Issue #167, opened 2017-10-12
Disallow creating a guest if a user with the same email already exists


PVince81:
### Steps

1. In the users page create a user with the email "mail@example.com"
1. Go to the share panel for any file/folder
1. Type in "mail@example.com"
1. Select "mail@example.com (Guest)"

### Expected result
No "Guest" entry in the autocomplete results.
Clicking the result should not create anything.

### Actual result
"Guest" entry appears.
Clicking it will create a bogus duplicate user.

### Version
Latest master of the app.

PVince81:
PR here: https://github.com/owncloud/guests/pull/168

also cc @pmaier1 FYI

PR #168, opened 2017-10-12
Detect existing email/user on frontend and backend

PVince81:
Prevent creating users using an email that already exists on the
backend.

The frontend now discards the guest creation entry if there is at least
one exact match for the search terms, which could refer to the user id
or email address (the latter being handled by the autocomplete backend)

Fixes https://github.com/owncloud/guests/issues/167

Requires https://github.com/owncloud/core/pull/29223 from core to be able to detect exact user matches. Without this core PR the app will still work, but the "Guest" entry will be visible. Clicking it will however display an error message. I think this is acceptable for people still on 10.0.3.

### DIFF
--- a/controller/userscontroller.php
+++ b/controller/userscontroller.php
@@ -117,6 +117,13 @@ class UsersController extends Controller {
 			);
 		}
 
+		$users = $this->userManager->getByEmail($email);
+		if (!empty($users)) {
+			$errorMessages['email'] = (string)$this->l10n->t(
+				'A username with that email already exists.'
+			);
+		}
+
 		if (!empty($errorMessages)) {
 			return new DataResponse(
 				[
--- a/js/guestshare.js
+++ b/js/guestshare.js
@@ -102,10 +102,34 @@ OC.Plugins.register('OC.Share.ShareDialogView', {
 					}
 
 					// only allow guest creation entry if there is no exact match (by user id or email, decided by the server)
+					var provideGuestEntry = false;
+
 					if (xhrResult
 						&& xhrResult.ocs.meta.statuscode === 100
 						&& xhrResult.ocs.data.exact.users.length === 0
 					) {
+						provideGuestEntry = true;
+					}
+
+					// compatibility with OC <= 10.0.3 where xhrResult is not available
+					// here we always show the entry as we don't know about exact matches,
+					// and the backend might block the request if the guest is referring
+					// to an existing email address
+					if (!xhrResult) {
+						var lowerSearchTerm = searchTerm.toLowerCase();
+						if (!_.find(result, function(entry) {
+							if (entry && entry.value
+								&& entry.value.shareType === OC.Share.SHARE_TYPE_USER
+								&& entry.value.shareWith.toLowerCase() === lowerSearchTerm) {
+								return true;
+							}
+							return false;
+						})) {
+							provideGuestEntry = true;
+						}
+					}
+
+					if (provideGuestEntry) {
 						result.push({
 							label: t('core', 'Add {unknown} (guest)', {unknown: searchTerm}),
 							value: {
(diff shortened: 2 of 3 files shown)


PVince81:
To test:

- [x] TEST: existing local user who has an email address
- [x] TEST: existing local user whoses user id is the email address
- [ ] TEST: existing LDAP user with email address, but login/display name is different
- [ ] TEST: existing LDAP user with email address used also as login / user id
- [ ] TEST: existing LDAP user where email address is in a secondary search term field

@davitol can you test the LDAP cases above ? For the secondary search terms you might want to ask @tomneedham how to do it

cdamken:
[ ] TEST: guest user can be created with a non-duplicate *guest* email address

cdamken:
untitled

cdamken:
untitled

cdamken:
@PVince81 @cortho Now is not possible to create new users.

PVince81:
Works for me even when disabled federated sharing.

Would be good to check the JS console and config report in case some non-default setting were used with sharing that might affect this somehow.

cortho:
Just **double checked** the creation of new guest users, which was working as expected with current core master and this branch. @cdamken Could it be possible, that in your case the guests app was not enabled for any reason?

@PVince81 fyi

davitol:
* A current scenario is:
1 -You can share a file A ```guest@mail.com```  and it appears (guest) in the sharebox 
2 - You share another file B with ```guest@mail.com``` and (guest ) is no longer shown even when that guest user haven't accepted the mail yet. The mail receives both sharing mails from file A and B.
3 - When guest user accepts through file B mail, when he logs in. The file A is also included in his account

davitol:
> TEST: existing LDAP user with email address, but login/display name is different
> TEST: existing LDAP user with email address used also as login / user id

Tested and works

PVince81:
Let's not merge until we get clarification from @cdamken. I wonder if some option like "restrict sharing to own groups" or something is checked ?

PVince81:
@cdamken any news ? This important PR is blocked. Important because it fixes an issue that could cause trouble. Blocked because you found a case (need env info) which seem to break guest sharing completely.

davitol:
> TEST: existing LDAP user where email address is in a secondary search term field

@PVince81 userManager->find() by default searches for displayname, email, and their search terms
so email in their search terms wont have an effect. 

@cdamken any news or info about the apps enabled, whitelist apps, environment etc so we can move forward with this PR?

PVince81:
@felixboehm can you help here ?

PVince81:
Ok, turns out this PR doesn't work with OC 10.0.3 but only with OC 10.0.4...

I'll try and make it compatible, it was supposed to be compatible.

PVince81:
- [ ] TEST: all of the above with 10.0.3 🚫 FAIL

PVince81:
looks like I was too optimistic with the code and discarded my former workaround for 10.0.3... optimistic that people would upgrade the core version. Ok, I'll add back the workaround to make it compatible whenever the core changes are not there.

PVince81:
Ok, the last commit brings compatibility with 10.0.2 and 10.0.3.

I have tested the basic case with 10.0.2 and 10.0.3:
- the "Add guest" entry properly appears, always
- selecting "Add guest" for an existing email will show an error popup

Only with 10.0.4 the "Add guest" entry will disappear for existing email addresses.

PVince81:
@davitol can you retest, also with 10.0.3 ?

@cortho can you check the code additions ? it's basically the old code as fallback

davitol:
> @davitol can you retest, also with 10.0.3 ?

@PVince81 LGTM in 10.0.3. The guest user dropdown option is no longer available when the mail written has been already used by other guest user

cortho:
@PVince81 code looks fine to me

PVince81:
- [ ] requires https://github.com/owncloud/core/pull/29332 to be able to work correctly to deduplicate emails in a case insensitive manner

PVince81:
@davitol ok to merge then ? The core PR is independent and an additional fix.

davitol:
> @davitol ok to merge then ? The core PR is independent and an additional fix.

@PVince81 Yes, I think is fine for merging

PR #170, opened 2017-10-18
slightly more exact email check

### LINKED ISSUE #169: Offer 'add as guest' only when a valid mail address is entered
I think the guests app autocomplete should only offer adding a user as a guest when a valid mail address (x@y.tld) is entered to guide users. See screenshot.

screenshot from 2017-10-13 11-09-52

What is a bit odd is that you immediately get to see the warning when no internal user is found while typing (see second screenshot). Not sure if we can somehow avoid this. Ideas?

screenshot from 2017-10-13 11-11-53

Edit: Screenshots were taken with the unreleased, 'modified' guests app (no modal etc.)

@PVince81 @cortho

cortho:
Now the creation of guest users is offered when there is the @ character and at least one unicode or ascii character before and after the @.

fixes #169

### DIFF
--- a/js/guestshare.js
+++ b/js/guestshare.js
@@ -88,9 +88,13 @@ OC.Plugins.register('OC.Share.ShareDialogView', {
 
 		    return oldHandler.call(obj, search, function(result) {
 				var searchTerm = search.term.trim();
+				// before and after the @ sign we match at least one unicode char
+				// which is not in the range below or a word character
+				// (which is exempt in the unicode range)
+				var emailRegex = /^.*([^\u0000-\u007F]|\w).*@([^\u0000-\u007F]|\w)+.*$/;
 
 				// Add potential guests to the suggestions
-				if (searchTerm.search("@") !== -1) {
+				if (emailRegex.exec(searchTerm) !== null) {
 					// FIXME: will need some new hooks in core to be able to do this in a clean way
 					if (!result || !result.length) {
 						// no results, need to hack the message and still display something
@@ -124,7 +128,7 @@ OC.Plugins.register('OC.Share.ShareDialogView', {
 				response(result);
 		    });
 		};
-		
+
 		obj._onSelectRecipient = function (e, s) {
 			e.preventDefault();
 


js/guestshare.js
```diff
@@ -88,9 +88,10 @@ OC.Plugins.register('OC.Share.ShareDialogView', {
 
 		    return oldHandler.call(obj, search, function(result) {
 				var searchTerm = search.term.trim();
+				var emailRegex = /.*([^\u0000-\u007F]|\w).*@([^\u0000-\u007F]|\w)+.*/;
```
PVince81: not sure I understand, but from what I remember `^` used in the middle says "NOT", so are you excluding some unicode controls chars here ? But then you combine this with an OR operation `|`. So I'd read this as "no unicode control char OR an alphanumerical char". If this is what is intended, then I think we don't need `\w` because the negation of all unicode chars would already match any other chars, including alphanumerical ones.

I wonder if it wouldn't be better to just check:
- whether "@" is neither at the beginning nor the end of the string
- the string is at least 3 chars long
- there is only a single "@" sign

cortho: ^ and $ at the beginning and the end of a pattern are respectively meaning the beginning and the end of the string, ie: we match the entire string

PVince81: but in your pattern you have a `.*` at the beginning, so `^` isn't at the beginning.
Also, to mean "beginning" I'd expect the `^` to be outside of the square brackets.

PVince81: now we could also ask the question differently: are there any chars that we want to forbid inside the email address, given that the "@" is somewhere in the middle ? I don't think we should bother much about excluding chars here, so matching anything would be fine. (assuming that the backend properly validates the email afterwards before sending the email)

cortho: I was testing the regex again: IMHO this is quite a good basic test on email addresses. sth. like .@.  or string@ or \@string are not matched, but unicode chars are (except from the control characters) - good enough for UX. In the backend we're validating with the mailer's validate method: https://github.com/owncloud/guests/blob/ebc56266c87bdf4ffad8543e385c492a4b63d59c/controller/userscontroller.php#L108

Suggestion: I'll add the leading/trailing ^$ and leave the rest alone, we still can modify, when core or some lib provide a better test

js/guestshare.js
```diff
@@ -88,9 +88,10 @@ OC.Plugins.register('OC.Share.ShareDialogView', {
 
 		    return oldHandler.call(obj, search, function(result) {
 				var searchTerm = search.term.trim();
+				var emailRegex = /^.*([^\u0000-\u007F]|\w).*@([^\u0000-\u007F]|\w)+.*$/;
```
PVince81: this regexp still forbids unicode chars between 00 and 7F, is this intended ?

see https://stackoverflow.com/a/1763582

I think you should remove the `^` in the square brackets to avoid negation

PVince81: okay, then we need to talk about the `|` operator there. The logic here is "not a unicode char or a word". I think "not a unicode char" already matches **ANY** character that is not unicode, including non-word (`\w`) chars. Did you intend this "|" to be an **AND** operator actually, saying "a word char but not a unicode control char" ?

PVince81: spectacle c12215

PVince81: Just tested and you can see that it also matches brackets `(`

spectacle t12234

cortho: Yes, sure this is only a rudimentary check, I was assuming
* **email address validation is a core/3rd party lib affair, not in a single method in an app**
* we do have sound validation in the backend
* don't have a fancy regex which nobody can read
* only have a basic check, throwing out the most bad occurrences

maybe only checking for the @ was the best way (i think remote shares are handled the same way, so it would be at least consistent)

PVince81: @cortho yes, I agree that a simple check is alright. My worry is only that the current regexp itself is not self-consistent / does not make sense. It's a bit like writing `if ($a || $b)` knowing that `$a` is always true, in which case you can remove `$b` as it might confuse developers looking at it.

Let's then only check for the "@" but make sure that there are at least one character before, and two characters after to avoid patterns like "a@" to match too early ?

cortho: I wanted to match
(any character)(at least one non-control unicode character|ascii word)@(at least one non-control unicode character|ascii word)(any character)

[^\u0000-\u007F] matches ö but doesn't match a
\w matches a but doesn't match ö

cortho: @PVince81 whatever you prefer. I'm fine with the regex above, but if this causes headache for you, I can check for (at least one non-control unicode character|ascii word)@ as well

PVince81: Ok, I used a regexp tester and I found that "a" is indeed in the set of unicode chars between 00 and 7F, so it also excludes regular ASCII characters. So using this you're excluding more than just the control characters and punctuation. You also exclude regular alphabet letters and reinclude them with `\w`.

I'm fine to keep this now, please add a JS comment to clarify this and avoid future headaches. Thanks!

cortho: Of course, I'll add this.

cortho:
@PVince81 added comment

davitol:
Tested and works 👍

* * * * * * * * *

● **What you will do**: List the lines of the records where "lowerSearchTerm" occurs.

● **Reply to the exercise**:
+						var lowerSearchTerm = searchTerm.toLowerCase();
+								&& entry.value.shareWith.toLowerCase() === lowerSearchTerm) {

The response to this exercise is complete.